[Saved data entries]
——

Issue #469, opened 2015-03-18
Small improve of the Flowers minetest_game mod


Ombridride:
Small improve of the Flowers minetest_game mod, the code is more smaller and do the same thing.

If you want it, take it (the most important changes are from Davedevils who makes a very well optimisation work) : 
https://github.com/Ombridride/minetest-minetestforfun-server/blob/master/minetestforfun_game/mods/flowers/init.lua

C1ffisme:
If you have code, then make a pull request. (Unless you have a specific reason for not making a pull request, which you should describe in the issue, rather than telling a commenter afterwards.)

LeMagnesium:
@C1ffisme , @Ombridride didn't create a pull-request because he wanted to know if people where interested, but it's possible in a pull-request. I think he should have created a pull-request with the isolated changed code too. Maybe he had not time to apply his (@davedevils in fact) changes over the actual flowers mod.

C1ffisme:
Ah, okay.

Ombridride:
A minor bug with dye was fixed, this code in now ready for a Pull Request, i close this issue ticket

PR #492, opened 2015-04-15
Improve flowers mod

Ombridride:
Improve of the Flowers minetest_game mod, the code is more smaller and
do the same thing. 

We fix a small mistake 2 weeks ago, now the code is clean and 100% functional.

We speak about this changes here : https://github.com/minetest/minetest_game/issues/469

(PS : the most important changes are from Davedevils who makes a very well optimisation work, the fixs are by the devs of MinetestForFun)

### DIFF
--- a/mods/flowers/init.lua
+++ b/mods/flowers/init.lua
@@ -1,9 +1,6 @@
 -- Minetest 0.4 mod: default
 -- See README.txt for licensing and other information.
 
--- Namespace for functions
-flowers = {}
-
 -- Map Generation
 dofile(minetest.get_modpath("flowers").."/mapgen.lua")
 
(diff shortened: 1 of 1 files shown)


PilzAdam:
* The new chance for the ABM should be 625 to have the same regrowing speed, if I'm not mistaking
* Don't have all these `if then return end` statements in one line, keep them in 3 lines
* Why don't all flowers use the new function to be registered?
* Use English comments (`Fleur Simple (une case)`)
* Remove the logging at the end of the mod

——

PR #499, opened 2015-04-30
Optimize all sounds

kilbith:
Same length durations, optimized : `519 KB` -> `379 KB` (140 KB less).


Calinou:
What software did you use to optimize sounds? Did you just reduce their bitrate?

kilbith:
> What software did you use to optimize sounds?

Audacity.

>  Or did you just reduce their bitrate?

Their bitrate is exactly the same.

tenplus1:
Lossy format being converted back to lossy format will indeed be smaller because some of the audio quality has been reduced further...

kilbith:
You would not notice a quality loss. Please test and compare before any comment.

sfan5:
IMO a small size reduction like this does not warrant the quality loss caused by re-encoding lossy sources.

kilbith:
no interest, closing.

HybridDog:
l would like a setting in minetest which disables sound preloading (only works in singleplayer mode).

——

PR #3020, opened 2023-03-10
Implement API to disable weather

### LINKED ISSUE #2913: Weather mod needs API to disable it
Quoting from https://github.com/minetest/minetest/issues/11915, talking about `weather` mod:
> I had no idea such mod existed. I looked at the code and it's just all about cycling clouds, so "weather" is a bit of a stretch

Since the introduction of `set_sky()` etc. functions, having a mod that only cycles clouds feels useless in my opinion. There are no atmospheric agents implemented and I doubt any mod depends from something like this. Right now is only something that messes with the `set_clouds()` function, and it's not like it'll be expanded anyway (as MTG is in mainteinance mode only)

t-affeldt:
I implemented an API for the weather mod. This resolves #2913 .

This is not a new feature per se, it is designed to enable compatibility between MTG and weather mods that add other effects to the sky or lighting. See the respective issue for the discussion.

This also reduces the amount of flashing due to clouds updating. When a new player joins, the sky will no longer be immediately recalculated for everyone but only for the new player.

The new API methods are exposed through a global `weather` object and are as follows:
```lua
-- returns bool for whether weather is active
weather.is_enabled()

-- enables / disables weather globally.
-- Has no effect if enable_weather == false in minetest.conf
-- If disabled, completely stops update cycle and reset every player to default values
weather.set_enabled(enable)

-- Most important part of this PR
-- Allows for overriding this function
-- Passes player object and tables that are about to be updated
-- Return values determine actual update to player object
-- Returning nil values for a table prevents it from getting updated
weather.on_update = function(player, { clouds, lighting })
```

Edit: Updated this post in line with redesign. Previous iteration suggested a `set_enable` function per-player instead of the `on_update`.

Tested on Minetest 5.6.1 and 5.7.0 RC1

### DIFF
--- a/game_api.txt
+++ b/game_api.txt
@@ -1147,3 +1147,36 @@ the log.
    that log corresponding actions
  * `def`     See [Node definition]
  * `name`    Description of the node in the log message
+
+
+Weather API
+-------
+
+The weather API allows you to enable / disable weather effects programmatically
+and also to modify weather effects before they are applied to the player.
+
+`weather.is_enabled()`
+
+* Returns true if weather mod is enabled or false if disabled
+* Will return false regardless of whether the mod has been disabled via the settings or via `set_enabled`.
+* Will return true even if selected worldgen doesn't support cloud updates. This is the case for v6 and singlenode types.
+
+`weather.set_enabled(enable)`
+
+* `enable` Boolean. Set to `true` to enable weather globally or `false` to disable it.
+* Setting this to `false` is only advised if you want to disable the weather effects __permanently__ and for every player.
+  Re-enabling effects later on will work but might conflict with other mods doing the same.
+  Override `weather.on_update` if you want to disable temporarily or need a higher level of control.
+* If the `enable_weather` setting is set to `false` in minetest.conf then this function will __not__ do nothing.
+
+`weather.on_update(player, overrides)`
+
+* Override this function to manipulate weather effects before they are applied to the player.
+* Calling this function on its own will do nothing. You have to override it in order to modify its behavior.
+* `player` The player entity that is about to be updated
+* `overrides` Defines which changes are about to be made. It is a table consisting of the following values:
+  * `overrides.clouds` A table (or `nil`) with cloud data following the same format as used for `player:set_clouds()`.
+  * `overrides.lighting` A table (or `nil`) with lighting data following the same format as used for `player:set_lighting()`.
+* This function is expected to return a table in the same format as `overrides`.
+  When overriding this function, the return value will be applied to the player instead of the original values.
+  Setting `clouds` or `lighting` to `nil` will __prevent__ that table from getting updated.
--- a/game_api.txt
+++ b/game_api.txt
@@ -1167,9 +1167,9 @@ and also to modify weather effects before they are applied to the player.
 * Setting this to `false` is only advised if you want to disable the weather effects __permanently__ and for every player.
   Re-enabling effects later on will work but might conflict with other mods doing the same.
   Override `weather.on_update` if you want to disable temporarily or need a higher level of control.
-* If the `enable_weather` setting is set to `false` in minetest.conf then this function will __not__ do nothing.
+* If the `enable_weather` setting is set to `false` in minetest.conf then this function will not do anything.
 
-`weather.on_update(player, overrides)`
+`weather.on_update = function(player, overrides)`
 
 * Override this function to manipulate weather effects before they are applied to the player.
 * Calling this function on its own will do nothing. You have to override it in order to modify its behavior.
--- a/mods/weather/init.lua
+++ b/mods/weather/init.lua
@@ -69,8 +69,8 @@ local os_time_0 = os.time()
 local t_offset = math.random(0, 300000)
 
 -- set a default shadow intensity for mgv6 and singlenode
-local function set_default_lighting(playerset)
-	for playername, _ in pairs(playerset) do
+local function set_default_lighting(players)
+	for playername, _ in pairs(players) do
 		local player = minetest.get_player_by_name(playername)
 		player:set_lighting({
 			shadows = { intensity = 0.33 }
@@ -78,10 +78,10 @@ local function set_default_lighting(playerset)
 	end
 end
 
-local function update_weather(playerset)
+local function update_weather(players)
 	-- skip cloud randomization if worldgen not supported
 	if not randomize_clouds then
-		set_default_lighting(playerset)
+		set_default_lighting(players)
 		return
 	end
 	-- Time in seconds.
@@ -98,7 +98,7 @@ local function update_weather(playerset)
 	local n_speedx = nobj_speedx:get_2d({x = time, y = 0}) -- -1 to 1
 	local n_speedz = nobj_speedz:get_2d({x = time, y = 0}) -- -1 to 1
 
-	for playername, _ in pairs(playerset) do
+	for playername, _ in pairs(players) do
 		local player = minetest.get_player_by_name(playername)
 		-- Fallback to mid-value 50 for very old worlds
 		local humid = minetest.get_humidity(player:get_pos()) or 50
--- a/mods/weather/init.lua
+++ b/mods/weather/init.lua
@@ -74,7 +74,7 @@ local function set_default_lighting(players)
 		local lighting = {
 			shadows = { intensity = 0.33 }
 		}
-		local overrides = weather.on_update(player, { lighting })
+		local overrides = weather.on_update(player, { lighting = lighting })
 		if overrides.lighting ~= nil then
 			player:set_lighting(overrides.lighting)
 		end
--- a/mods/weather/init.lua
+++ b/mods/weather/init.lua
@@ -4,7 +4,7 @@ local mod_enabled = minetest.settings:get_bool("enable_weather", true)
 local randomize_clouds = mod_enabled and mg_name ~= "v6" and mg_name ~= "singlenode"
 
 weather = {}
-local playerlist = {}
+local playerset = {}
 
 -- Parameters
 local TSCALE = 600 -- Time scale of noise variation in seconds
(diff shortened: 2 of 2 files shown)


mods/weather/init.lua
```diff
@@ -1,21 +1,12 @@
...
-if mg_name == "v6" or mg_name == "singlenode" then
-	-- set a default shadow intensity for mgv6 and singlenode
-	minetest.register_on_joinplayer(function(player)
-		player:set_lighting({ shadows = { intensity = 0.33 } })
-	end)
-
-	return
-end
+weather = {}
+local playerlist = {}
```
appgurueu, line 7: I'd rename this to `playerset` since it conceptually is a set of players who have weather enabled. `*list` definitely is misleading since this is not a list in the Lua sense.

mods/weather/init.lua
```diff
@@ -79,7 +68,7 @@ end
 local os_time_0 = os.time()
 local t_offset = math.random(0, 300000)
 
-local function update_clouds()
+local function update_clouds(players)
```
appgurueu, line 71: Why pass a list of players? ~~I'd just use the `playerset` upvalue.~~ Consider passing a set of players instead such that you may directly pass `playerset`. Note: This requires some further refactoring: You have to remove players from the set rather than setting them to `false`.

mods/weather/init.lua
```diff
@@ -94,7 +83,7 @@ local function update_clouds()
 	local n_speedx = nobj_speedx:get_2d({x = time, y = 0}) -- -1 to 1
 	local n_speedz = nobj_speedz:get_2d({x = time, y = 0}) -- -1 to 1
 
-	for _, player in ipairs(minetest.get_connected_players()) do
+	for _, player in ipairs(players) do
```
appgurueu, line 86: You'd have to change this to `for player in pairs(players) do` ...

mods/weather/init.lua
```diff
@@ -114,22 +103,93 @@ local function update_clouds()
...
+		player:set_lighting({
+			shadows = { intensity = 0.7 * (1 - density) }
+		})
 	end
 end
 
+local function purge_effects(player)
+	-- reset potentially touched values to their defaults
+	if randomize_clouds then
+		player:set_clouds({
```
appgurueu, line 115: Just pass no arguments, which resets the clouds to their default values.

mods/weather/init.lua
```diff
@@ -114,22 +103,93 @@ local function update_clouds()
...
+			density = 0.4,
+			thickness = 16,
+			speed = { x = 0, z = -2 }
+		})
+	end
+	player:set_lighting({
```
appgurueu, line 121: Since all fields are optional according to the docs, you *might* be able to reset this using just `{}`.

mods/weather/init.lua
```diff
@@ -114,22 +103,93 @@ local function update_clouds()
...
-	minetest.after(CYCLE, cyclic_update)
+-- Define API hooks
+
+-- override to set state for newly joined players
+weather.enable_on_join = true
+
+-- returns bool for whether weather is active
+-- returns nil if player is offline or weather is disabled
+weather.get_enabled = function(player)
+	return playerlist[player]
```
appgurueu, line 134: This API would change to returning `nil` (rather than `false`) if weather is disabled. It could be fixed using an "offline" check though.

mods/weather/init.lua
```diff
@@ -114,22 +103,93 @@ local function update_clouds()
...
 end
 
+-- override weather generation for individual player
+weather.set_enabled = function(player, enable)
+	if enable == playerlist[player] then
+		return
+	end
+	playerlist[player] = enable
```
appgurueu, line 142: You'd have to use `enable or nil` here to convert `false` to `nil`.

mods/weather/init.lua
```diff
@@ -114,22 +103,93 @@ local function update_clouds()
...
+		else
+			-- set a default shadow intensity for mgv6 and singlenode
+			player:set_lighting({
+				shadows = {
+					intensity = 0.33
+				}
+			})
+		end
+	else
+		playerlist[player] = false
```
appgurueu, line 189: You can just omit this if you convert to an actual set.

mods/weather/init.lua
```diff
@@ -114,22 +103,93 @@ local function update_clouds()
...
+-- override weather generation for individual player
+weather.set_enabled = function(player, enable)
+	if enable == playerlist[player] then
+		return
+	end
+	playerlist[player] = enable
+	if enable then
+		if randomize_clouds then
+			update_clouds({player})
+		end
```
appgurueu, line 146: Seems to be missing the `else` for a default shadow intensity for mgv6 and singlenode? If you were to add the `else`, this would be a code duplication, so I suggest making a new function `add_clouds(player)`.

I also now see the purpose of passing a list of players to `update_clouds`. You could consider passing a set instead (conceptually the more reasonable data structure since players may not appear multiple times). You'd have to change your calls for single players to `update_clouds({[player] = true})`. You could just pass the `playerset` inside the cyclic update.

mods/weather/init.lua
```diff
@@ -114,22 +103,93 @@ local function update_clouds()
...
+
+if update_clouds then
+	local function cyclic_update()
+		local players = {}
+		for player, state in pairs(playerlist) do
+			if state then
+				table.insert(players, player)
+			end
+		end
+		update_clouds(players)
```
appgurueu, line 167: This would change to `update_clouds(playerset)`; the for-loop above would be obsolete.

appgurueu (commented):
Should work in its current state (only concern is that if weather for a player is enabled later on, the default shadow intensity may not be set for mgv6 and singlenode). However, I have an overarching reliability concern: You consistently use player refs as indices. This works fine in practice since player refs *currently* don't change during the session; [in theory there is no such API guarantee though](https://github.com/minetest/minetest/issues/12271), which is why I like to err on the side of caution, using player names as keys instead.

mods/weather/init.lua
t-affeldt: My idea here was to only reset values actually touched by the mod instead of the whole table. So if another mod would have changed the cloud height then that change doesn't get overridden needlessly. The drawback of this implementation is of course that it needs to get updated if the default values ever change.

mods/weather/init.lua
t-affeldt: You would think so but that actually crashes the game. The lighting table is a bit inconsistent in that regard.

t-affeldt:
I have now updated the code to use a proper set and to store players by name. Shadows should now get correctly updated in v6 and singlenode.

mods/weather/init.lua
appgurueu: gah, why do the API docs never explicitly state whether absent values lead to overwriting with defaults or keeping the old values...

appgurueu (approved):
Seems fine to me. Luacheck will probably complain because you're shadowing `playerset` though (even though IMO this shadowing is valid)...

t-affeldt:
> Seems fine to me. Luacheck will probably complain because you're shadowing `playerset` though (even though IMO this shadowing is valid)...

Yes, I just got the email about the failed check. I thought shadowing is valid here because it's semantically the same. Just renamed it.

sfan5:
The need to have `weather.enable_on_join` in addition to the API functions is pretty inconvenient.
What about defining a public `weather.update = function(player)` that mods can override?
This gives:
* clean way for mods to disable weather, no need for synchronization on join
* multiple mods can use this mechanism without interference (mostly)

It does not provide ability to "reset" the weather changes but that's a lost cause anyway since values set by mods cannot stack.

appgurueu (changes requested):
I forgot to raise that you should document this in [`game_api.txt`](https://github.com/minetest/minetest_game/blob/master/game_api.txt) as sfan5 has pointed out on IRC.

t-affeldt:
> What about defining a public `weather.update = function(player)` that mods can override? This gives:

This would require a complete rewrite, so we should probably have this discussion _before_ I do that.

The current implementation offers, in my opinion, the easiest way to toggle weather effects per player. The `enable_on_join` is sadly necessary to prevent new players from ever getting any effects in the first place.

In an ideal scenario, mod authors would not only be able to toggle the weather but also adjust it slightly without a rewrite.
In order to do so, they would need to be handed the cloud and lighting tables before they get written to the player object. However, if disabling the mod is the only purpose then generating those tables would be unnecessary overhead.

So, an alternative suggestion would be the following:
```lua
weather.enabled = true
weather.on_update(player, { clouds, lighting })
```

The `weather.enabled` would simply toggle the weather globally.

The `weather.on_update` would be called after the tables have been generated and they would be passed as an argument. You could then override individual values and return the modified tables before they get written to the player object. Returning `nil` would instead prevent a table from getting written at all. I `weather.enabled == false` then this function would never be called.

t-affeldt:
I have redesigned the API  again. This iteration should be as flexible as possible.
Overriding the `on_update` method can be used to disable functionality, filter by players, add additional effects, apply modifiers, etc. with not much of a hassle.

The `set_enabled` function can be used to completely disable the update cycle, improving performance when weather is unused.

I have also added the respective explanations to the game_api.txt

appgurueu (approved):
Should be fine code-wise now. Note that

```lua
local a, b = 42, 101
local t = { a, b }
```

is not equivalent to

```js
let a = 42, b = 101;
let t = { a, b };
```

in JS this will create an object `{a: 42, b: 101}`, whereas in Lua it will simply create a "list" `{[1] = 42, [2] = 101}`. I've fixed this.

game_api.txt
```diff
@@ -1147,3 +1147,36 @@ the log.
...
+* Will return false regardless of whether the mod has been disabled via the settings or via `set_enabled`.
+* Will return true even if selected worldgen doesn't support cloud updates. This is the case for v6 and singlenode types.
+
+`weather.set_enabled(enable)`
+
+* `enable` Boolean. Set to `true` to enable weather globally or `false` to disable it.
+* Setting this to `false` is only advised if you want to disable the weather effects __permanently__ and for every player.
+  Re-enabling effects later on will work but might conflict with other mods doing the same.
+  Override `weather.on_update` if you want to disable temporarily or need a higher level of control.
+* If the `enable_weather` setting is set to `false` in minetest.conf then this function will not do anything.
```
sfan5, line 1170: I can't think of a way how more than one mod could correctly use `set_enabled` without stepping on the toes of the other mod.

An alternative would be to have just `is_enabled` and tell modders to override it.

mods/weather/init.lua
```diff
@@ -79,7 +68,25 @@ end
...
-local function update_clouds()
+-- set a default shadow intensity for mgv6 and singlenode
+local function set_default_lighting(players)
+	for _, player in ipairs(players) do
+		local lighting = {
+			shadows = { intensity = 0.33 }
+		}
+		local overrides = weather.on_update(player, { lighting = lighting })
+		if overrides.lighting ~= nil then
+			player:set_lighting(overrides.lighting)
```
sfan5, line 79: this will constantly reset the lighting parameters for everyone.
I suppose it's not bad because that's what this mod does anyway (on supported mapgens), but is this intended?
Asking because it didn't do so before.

——

Look above for the line holding "Issue #469, opened 2015-03-18" and the line holding "end of the mod", then output exactly those two lines and every line between them, nothing more.

> **FINAL ANSWER**:
Issue #469, opened 2015-03-18
Small improve of the Flowers minetest_game mod


Ombridride:
Small improve of the Flowers minetest_game mod, the code is more smaller and do the same thing.

If you want it, take it (the most important changes are from Davedevils who makes a very well optimisation work) : 
https://github.com/Ombridride/minetest-minetestforfun-server/blob/master/minetestforfun_game/mods/flowers/init.lua

C1ffisme:
If you have code, then make a pull request. (Unless you have a specific reason for not making a pull request, which you should describe in the issue, rather than telling a commenter afterwards.)

LeMagnesium:
@C1ffisme , @Ombridride didn't create a pull-request because he wanted to know if people where interested, but it's possible in a pull-request. I think he should have created a pull-request with the isolated changed code too. Maybe he had not time to apply his (@davedevils in fact) changes over the actual flowers mod.

C1ffisme:
Ah, okay.

Ombridride:
A minor bug with dye was fixed, this code in now ready for a Pull Request, i close this issue ticket

PR #492, opened 2015-04-15
Improve flowers mod

Ombridride:
Improve of the Flowers minetest_game mod, the code is more smaller and
do the same thing. 

We fix a small mistake 2 weeks ago, now the code is clean and 100% functional.

We speak about this changes here : https://github.com/minetest/minetest_game/issues/469

(PS : the most important changes are from Davedevils who makes a very well optimisation work, the fixs are by the devs of MinetestForFun)

### DIFF
--- a/mods/flowers/init.lua
+++ b/mods/flowers/init.lua
@@ -1,9 +1,6 @@
 -- Minetest 0.4 mod: default
 -- See README.txt for licensing and other information.
 
--- Namespace for functions
-flowers = {}
-
 -- Map Generation
 dofile(minetest.get_modpath("flowers").."/mapgen.lua")
 
(diff shortened: 1 of 1 files shown)


PilzAdam:
* The new chance for the ABM should be 625 to have the same regrowing speed, if I'm not mistaking
* Don't have all these `if then return end` statements in one line, keep them in 3 lines
* Why don't all flowers use the new function to be registered?
* Use English comments (`Fleur Simple (une case)`)
* Remove the logging at the end of the mod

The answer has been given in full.